**WHAT IS REQUIRED**
Only lines with the string "setIsScreenReaderEnabled" are wanted. Pull them out of the data.

**Records from a data source**
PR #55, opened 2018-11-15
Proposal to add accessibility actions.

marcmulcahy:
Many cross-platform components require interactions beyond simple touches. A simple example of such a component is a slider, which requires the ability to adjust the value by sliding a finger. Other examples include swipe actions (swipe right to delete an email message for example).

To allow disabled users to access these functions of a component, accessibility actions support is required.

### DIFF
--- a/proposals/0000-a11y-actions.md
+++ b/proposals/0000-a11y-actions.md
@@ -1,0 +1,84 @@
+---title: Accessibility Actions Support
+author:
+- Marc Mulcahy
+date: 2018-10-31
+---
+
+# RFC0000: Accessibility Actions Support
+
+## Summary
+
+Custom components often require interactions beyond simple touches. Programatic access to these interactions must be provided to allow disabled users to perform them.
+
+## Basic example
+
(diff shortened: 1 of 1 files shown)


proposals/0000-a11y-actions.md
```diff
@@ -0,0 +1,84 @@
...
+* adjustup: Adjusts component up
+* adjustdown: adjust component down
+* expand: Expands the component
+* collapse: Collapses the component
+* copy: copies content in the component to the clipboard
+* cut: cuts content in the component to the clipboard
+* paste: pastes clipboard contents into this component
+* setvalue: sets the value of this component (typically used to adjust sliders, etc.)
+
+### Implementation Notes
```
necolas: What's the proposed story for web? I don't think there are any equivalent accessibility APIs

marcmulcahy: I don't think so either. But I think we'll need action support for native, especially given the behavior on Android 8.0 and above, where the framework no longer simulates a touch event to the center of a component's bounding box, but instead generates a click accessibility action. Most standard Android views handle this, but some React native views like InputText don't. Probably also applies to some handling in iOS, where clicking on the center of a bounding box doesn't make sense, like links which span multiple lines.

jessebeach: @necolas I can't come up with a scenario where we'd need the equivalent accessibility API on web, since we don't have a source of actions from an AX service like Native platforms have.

* * *

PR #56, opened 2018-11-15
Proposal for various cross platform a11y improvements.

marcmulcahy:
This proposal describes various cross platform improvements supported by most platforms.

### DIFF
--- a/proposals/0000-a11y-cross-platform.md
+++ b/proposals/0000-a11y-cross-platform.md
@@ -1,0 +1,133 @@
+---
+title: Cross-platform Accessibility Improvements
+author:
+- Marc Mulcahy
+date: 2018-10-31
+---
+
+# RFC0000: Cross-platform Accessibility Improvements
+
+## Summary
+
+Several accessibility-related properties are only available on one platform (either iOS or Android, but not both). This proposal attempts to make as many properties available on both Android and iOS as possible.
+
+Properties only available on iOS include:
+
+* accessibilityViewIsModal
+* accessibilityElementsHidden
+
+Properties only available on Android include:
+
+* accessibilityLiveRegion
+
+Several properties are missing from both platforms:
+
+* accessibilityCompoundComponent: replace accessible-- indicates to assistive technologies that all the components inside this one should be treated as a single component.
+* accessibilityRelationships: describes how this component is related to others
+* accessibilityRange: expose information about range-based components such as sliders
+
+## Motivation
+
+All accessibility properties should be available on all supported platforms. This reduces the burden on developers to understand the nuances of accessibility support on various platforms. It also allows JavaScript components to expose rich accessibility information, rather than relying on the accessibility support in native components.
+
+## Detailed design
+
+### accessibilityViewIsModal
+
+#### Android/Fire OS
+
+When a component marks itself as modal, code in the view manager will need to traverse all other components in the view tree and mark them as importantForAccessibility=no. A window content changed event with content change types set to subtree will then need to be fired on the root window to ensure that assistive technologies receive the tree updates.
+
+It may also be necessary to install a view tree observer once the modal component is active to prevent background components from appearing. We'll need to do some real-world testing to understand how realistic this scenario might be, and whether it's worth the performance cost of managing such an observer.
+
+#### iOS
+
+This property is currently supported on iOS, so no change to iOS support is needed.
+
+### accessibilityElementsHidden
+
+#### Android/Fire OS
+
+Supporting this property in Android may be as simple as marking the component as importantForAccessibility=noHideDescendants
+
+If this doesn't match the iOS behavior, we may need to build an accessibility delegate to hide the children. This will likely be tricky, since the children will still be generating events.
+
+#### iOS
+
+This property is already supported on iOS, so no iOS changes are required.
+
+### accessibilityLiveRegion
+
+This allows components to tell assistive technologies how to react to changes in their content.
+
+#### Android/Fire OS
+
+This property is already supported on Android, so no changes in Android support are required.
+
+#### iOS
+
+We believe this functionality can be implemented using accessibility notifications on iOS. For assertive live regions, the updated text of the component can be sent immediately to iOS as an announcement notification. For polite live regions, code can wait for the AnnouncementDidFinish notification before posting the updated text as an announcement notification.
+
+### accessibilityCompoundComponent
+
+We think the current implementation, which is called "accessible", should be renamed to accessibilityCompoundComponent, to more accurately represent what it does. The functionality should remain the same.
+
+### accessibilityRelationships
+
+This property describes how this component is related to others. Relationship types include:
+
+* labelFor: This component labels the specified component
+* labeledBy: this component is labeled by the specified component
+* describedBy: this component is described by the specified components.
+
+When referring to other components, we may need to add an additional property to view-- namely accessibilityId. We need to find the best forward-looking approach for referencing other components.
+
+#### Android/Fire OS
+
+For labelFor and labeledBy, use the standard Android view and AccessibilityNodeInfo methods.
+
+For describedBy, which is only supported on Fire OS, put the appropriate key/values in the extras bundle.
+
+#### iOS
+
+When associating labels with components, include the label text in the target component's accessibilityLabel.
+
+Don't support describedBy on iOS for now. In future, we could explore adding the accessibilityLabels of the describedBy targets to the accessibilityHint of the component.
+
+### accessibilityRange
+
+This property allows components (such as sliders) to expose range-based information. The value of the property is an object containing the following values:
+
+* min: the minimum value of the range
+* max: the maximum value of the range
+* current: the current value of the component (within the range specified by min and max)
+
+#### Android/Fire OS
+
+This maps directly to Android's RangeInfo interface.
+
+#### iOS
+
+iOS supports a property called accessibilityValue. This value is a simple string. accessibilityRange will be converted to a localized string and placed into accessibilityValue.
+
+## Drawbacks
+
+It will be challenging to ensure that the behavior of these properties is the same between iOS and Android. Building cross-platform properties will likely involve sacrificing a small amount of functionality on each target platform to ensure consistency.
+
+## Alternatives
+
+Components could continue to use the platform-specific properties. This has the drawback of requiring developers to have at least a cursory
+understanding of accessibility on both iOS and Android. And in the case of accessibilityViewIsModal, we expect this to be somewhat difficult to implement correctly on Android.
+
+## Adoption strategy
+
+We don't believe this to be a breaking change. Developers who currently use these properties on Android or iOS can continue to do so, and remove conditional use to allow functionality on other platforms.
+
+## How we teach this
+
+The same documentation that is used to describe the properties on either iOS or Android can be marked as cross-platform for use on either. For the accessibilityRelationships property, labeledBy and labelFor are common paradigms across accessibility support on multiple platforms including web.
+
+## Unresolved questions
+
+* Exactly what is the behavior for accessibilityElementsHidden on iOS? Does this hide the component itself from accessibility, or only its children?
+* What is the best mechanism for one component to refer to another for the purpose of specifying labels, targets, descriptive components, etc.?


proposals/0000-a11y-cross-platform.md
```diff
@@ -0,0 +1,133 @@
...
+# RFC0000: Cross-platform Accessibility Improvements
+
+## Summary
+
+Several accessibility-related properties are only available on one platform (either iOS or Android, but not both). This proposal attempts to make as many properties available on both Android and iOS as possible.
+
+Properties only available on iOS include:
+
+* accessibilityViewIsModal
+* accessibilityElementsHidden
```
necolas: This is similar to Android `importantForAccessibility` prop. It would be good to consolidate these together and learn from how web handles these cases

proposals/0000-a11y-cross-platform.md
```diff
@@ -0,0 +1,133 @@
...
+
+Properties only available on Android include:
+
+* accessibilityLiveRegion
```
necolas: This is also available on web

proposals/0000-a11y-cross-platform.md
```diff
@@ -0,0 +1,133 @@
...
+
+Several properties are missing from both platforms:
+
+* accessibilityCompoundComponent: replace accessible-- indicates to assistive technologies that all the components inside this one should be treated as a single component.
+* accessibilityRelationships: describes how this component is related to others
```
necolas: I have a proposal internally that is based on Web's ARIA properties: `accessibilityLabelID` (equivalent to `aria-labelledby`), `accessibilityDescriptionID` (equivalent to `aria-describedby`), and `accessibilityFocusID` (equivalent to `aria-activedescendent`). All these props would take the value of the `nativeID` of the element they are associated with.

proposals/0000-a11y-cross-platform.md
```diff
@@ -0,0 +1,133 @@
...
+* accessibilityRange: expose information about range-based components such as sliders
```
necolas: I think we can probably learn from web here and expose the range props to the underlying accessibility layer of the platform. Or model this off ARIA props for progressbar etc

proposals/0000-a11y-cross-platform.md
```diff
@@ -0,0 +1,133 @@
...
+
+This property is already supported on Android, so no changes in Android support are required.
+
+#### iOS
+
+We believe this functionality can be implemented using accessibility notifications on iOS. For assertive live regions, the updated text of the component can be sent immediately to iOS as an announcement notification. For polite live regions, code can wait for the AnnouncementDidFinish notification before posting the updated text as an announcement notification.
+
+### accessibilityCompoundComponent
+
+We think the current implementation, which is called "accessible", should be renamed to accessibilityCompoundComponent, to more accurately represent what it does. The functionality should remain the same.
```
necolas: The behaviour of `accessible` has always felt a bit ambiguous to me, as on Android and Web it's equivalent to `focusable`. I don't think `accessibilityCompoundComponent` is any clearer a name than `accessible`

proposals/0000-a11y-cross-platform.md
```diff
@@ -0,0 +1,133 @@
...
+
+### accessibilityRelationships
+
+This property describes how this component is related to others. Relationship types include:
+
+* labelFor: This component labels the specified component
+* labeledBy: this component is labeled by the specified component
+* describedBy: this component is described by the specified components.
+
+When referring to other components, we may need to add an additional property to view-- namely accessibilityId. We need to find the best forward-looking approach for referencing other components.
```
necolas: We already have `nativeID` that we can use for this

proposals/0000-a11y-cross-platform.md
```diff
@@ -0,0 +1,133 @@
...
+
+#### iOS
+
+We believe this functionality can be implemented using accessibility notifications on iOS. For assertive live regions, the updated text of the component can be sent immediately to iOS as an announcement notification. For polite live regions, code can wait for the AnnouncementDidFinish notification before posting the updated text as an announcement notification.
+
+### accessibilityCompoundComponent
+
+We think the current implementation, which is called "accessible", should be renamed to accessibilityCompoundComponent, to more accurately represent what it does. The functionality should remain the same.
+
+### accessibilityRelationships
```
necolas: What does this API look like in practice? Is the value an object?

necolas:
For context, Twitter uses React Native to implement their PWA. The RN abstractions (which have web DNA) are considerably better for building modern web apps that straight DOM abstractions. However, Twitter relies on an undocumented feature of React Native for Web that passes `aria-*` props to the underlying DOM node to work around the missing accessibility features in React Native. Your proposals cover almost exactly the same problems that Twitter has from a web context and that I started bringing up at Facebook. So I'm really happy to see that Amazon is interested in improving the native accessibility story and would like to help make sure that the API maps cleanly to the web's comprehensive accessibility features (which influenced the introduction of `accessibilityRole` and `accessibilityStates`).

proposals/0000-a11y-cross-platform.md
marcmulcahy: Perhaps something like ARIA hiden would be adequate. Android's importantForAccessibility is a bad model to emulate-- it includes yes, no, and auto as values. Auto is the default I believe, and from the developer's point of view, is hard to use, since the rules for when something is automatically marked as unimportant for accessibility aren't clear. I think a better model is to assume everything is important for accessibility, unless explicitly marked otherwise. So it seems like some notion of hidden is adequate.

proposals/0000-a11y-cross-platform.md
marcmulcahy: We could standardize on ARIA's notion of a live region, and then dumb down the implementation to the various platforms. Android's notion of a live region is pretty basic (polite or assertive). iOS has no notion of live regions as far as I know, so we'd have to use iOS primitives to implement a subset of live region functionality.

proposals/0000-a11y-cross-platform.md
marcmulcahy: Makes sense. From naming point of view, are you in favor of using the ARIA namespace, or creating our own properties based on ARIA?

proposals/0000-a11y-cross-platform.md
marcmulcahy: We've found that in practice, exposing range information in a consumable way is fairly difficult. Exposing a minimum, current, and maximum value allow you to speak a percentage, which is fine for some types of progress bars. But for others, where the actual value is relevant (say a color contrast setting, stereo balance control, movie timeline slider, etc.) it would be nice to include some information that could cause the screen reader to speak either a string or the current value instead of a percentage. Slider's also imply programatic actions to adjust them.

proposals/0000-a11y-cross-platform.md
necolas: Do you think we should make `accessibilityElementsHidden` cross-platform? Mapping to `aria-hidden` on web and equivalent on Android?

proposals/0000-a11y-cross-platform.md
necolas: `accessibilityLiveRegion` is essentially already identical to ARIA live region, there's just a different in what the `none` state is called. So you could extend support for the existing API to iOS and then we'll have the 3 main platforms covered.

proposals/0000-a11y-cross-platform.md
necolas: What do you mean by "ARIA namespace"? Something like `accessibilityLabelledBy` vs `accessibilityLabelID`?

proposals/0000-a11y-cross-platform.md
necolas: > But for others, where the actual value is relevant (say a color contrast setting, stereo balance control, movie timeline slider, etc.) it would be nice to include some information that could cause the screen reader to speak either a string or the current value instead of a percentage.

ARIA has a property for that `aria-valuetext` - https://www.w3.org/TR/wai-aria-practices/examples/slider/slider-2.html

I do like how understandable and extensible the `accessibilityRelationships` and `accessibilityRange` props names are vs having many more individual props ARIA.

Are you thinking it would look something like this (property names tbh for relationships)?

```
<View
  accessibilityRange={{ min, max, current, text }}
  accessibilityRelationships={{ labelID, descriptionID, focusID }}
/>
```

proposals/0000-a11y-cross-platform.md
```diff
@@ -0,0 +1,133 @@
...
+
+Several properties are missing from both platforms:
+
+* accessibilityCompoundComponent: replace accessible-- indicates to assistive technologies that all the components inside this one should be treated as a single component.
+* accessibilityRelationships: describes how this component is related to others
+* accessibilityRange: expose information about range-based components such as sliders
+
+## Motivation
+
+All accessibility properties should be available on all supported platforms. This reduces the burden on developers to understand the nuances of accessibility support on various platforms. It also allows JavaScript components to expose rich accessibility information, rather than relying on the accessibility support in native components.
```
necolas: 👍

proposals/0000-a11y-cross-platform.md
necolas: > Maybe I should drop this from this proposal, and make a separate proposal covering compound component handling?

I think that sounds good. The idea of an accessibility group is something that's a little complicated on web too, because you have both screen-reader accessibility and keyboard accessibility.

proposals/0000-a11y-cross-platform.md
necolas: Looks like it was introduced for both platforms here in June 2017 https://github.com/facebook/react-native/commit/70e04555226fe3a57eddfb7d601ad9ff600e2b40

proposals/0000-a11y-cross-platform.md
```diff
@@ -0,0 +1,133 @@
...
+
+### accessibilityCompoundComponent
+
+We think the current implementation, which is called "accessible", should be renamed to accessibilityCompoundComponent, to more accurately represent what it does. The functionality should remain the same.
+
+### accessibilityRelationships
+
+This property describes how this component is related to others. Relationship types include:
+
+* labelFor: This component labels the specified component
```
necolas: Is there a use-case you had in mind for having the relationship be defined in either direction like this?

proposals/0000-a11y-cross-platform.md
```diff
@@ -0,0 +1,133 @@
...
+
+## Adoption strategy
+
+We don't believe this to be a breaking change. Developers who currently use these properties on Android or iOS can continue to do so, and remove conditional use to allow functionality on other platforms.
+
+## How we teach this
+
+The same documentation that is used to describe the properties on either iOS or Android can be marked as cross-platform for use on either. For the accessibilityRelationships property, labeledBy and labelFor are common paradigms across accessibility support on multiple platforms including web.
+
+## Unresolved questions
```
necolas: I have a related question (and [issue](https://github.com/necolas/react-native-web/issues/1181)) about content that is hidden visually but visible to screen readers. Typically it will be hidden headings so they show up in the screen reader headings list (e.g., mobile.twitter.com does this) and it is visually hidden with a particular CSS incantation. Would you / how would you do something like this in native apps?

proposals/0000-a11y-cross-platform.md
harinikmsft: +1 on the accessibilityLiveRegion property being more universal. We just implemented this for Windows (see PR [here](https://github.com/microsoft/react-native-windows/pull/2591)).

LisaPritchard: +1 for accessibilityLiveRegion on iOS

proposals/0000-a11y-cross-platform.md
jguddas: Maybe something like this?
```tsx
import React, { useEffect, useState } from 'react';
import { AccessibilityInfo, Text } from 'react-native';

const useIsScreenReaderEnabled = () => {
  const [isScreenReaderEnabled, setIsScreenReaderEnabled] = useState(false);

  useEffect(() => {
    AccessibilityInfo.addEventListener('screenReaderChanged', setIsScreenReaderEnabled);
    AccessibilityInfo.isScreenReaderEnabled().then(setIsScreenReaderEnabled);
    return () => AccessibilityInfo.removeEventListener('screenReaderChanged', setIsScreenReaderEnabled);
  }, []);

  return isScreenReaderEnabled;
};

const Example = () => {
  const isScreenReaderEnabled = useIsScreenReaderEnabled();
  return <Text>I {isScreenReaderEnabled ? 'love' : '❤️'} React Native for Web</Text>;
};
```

==

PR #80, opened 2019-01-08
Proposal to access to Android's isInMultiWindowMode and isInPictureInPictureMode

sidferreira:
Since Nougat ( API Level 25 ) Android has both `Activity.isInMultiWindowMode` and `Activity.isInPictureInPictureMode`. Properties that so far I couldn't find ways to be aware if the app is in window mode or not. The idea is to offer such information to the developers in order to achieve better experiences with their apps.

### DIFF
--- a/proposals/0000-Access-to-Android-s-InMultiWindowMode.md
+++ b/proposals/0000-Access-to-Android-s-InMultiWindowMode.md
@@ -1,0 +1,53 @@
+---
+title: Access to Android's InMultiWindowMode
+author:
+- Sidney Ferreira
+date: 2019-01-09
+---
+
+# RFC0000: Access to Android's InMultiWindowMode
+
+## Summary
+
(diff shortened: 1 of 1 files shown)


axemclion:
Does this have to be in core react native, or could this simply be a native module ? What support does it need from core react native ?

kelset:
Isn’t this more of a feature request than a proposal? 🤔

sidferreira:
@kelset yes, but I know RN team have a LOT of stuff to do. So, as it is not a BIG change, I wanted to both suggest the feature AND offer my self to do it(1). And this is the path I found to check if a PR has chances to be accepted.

**SOLUTION TO THE PROBLEM**
  const [isScreenReaderEnabled, setIsScreenReaderEnabled] = useState(false);
    AccessibilityInfo.addEventListener('screenReaderChanged', setIsScreenReaderEnabled);
    AccessibilityInfo.isScreenReaderEnabled().then(setIsScreenReaderEnabled);
    return () => AccessibilityInfo.removeEventListener('screenReaderChanged', setIsScreenReaderEnabled);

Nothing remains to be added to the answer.